PR #5787, opened 2026-04-23
[raudio] add missing UnloadFileData()

### LINKED ISSUE #5786: [raudio] standalone lib specific code missing UnloadFileData()
When RAUDIO_STANDALONE is defined, _raudio.c_ expects _raudio.h_ instead of _raylib.h_. In order to use file handling specific functions without _raylib.h_, it has sections of code dedicated to implement those, inside of a `#if defined (RAUDIO_STANDALONE)` clause. The function `LoadWave()`, implemented in the module itself, allocates some data to be used by `LoadWaveFromMemory()`, and then attempts to free it by calling `UnloadFileData()`, which doesn't exist if you're using it as a standalone library. This results in an error when the module is compiled without the rest of raylib. In contrast, raudio's own repository doesn't have this issue, since it just uses `RL_FREE()`. This is a very small piece of code, and it might not even affect most people, but whoever uses the module separate from raylib will have to fix it themselves as is.

rigidatoms:
Adds missing function necessary for using the module as a standalone library. Fixes #5786.

### DIFF
--- a/src/raudio.c
+++ b/src/raudio.c
@@ -434,6 +434,7 @@ static const char *GetFileName(const char *filePath);               // Get point
 static const char *GetFileNameWithoutExt(const char *filePath);     // Get filename string without extension (uses static string)
 
 static unsigned char *LoadFileData(const char *fileName, int *dataSize);    // Load file data as byte array (read)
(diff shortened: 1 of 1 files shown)


raysan5:
@rigidatoms I'm wondering why that function was not defined... but thanks for the review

● ● ● ●

**What the task asks**.
Which lines in the records above contain the word "static"? Return each of them.

**Reply to the exercise**.
@@ -434,6 +434,7 @@ static const char *GetFileName(const char *filePath);               // Get point
 static const char *GetFileNameWithoutExt(const char *filePath);     // Get filename string without extension (uses static string)
 static unsigned char *LoadFileData(const char *fileName, int *dataSize);    // Load file data as byte array (read)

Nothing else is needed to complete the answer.